EXERCISE REQUIREMENTS | Return every line of the data below word for word, including the punctuation.

DATA FOR THE TASK |

PR #742, opened 2021-09-24
handle errors rendering with TemplateHTMLRenderer

terencehonles:
This change fixes an `OPTIONS` request to the API page which will return a successful response, but the `TemplateHTMLRender` will not be prepared to render it since [there is no template name provided in either the view or response](https://github.com/encode/django-rest-framework/blob/f0a5b958a134e8cd94e3ef3263e8fa623ac9b82f/rest_framework/renderers.py#L178-L189).


src/drf_yasg/renderers.py
```diff
@@ -64,10 +65,15 @@ class _UIRenderer(BaseRenderer):
...
-            # in that case, it's probably better to let the default ``TemplateHTMLRenderer`` render it
-            # see https://github.com/axnsan12/drf-yasg/issues/58
-            return TemplateHTMLRenderer().render(swagger, accepted_media_type, renderer_context)
+            try:
+                # if `swagger` is not a ``Swagger`` object, it means we somehow got a non-success ``Response``
+                # in that case, it's probably better to let the default ``TemplateHTMLRenderer`` render it
+                # see https://github.com/axnsan12/drf-yasg/issues/58
+                return TemplateHTMLRenderer().render(swagger, accepted_media_type, renderer_context)
+            except ImproperlyConfigured:
+                # Fall back to using eg '404 Not Found'
```
terencehonles, line 74: Stolen from the error handling code path https://github.com/encode/django-rest-framework/blob/f0a5b958a134e8cd94e3ef3263e8fa623ac9b82f/rest_framework/renderers.py#L199-L202

PR #749, opened 2021-11-02
Change url() to re_path()

by-gramm:
`url()` function is deprecated since Django 3.1.

Since drf-yasg is compatible with Django 3.1, I think it would be better to replace `url()` with `re_path()`.


axnsan12:
Fair. Thanks!

PR #758, opened 2021-12-10
Support new X | Y union syntax of Python 3.10 (PEP 604)

intgr:
This is used, for example, when inspecting the result type of `SerializerMethodField`.


creyD:
@intgr Did you test it back then properly after your initial comments?

intgr:
Heh this is awkward. I was actually using drf-spectacular, but submitted a PR for the wrong project. So I never finished this. 

I have rebased and pushed my latest changes, but the tests are still failing, so someone else should finalize this.

intgr:
I already added some tests, but they fail when running with Python 3.10. So some additional changes are needed to the logic. I don't know where it goes wrong.

PR #187, opened 2018-08-16
Chunked upload on edit forms for blob fields

lucid-0:
Make chunked upload component available on edit forms with blob fields


tkimnguyen:
...after several minutes' wait (no errors in console) screen shot 2018-08-28 at 10 33 14 am

castle/cms/browser/content.py
```diff
@@ -250,6 +265,32 @@ def get_type_and_location(self, info):
                 'audio_repo_location', '/audio-repository')
         return type_, location
 
+    def update_file_content(self, info):
+            type_, location = self.get_type_and_location(info)
```
vangheem: indentation here

PR #188, opened 2018-08-21
cs/cas-347 change Add New Content Type button in Dexterity control panel

CorySanin:
The Add New Content Type button now prompts the user to either select an existing content type to clone from or create a new content type from scratch via a new intermediate view.


CorySanin:
The approach I used to direct the user to the appropriate view is a bit messy. If the only way to view the form was through a modal dialog, then it could be much cleaner. But since that isn't the only way, and I wanted to show the appropriate dialog as its own modal in that case, the form has to a bit more complicated (navigate to /dexterity-types/@@add-clone-type to see what I mean). Any suggestions on how to make this solution more elegant would be greatly appreciated.

CorySanin:
> 352 Hide/remove the old 'clone content type' button

Addressed in [last commit](https://github.com/castlecms/castle.cms/pull/188/commits/645bf062ec5f5e3c54196380d4f47305a538c2e3)

castle/cms/browser/configure.zcml
```diff
@@ -164,6 +164,23 @@
...
+  <browser:page
+      name="add-clone-type"
+      for="plone.app.dexterity.interfaces.ITypesContext"
+      template="templates/add-content-type.pt"
+      permission="plone.schemaeditor.ManageSchemata"
+      layer="..interfaces.ICastleLayer"
+      />
+
+  <!--@@dexterity-types-->
+  <browser:page
```
tkimnguyen: Is this part needed?

castle/cms/browser/templates/types-listing.pt
```diff
@@ -0,0 +1,41 @@
...
+    </span>
+  </div>
+
+  <p class="crud-description documentDescription"
+      tal:condition="view/description"
+      tal:content="structure view/description">
+  </p>
+
+  <a class="pat-plone-modal"
+      href="${context/absolute_url}/@@add-clone-type">
```
tkimnguyen: I see... well, this works

tkimnguyen:
When I click on the new Toggle Advanced Options button it goes to /@@toggle-advanced which gives me a 404 at /not-found

CorySanin:
/@@toggle-advanced doesn't 404 anymore. Now all that's left is changelog and docs.

docs/advancedmode.rst
```diff
@@ -0,0 +1,25 @@
...
+
+CastleCMS by default hides several buttons/elements that most users may not need. These
+elements can be re-enabled by toggling "Advanced Mode."
+
+
+Toggling Advanced Mode
+----------------------
+
+Currently, to toggle Advanced Mode, there's a button on the Dexterity type list page. It
+is located there for now since everything that it shows/hides is related to Dextirity,
```
tkimnguyen: - typo: "Dextirity"
- mention that advanced mode is stored in a cookie or that it is per-user, per-browser?

PR #190, opened 2018-08-22
cs/cas-351 Hide Edit Content Type XML Button

CorySanin:
By default, hide the edit XML button. It will be shown if Advanced Mode is enabled (via site settings dropdown).


tkimnguyen:
- Although my advanced cookie has value 1 I can still see the "Edit XML Field Model" button on the Document type
- the location of the "Toggle Advanced" menu item should be under the personal preferences menu, as opposed to the gear menu (I realize that maybe we should move other items currently under the gear menu!)
- the "Toggle Advanced" menu item label should change depending on the presence and value of the cookie 
- I thought we were going to do more than just hide that button, e.g. change or hide the Add New Content Type button, hide other buttons
- When you're looking at a type's fields, e.g. http://localhost:8080/Castle/dexterity-types/Document/@@fields you can't toggle the mode (advanced or not); can we add the top menu bar back into this view easily?

CorySanin:
I'll be adding docs to #188 instead. That's where the Advanced toggle is now.

PR #192, opened 2018-08-27
add copyright year to footer of new sites at create time

tkimnguyen:


tkimnguyen:
Plone does it here https://github.com/plone/Products.CMFPlone/blob/56d33f2c6b9ccb95456d54729f11c63e308de6c7/Products/CMFPlone/browser/templates/footer.pt and I think it would be better if we did it in our theme with a TAL expression, but hey... at least we have a copyright year now by default, even if it is static (the year the site was created)

PR #196, opened 2018-08-28
cs/cas-218 more precise way of hiding descriptions

CorySanin:
This will hopefully be the last that you see of this ticket in a while


tkimnguyen:
I don't think the @@ is necessary; you can go to the view without the @@ prefix.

RESULT |
PR #742, opened 2021-09-24
handle errors rendering with TemplateHTMLRenderer

terencehonles:
This change fixes an `OPTIONS` request to the API page which will return a successful response, but the `TemplateHTMLRender` will not be prepared to render it since [there is no template name provided in either the view or response](https://github.com/encode/django-rest-framework/blob/f0a5b958a134e8cd94e3ef3263e8fa623ac9b82f/rest_framework/renderers.py#L178-L189).


src/drf_yasg/renderers.py
```diff
@@ -64,10 +65,15 @@ class _UIRenderer(BaseRenderer):
...
-            # in that case, it's probably better to let the default ``TemplateHTMLRenderer`` render it
-            # see https://github.com/axnsan12/drf-yasg/issues/58
-            return TemplateHTMLRenderer().render(swagger, accepted_media_type, renderer_context)
+            try:
+                # if `swagger` is not a ``Swagger`` object, it means we somehow got a non-success ``Response``
+                # in that case, it's probably better to let the default ``TemplateHTMLRenderer`` render it
+                # see https://github.com/axnsan12/drf-yasg/issues/58
+                return TemplateHTMLRenderer().render(swagger, accepted_media_type, renderer_context)
+            except ImproperlyConfigured:
+                # Fall back to using eg '404 Not Found'
```
terencehonles, line 74: Stolen from the error handling code path https://github.com/encode/django-rest-framework/blob/f0a5b958a134e8cd94e3ef3263e8fa623ac9b82f/rest_framework/renderers.py#L199-L202

PR #749, opened 2021-11-02
Change url() to re_path()

by-gramm:
`url()` function is deprecated since Django 3.1.

Since drf-yasg is compatible with Django 3.1, I think it would be better to replace `url()` with `re_path()`.


axnsan12:
Fair. Thanks!

PR #758, opened 2021-12-10
Support new X | Y union syntax of Python 3.10 (PEP 604)

intgr:
This is used, for example, when inspecting the result type of `SerializerMethodField`.


creyD:
@intgr Did you test it back then properly after your initial comments?

intgr:
Heh this is awkward. I was actually using drf-spectacular, but submitted a PR for the wrong project. So I never finished this. 

I have rebased and pushed my latest changes, but the tests are still failing, so someone else should finalize this.

intgr:
I already added some tests, but they fail when running with Python 3.10. So some additional changes are needed to the logic. I don't know where it goes wrong.

PR #187, opened 2018-08-16
Chunked upload on edit forms for blob fields

lucid-0:
Make chunked upload component available on edit forms with blob fields


tkimnguyen:
...after several minutes' wait (no errors in console) screen shot 2018-08-28 at 10 33 14 am

castle/cms/browser/content.py
```diff
@@ -250,6 +265,32 @@ def get_type_and_location(self, info):
                 'audio_repo_location', '/audio-repository')
         return type_, location
 
+    def update_file_content(self, info):
+            type_, location = self.get_type_and_location(info)
```
vangheem: indentation here

PR #188, opened 2018-08-21
cs/cas-347 change Add New Content Type button in Dexterity control panel

CorySanin:
The Add New Content Type button now prompts the user to either select an existing content type to clone from or create a new content type from scratch via a new intermediate view.


CorySanin:
The approach I used to direct the user to the appropriate view is a bit messy. If the only way to view the form was through a modal dialog, then it could be much cleaner. But since that isn't the only way, and I wanted to show the appropriate dialog as its own modal in that case, the form has to a bit more complicated (navigate to /dexterity-types/@@add-clone-type to see what I mean). Any suggestions on how to make this solution more elegant would be greatly appreciated.

CorySanin:
> 352 Hide/remove the old 'clone content type' button

Addressed in [last commit](https://github.com/castlecms/castle.cms/pull/188/commits/645bf062ec5f5e3c54196380d4f47305a538c2e3)

castle/cms/browser/configure.zcml
```diff
@@ -164,6 +164,23 @@
...
+  <browser:page
+      name="add-clone-type"
+      for="plone.app.dexterity.interfaces.ITypesContext"
+      template="templates/add-content-type.pt"
+      permission="plone.schemaeditor.ManageSchemata"
+      layer="..interfaces.ICastleLayer"
+      />
+
+  <!--@@dexterity-types-->
+  <browser:page
```
tkimnguyen: Is this part needed?

castle/cms/browser/templates/types-listing.pt
```diff
@@ -0,0 +1,41 @@
...
+    </span>
+  </div>
+
+  <p class="crud-description documentDescription"
+      tal:condition="view/description"
+      tal:content="structure view/description">
+  </p>
+
+  <a class="pat-plone-modal"
+      href="${context/absolute_url}/@@add-clone-type">
```
tkimnguyen: I see... well, this works

tkimnguyen:
When I click on the new Toggle Advanced Options button it goes to /@@toggle-advanced which gives me a 404 at /not-found

CorySanin:
/@@toggle-advanced doesn't 404 anymore. Now all that's left is changelog and docs.

docs/advancedmode.rst
```diff
@@ -0,0 +1,25 @@
...
+
+CastleCMS by default hides several buttons/elements that most users may not need. These
+elements can be re-enabled by toggling "Advanced Mode."
+
+
+Toggling Advanced Mode
+----------------------
+
+Currently, to toggle Advanced Mode, there's a button on the Dexterity type list page. It
+is located there for now since everything that it shows/hides is related to Dextirity,
```
tkimnguyen: - typo: "Dextirity"
- mention that advanced mode is stored in a cookie or that it is per-user, per-browser?

PR #190, opened 2018-08-22
cs/cas-351 Hide Edit Content Type XML Button

CorySanin:
By default, hide the edit XML button. It will be shown if Advanced Mode is enabled (via site settings dropdown).


tkimnguyen:
- Although my advanced cookie has value 1 I can still see the "Edit XML Field Model" button on the Document type
- the location of the "Toggle Advanced" menu item should be under the personal preferences menu, as opposed to the gear menu (I realize that maybe we should move other items currently under the gear menu!)
- the "Toggle Advanced" menu item label should change depending on the presence and value of the cookie 
- I thought we were going to do more than just hide that button, e.g. change or hide the Add New Content Type button, hide other buttons
- When you're looking at a type's fields, e.g. http://localhost:8080/Castle/dexterity-types/Document/@@fields you can't toggle the mode (advanced or not); can we add the top menu bar back into this view easily?

CorySanin:
I'll be adding docs to #188 instead. That's where the Advanced toggle is now.

PR #192, opened 2018-08-27
add copyright year to footer of new sites at create time

tkimnguyen:


tkimnguyen:
Plone does it here https://github.com/plone/Products.CMFPlone/blob/56d33f2c6b9ccb95456d54729f11c63e308de6c7/Products/CMFPlone/browser/templates/footer.pt and I think it would be better if we did it in our theme with a TAL expression, but hey... at least we have a copyright year now by default, even if it is static (the year the site was created)

PR #196, opened 2018-08-28
cs/cas-218 more precise way of hiding descriptions

CorySanin:
This will hopefully be the last that you see of this ticket in a while


tkimnguyen:
I don't think the @@ is necessary; you can go to the view without the @@ prefix.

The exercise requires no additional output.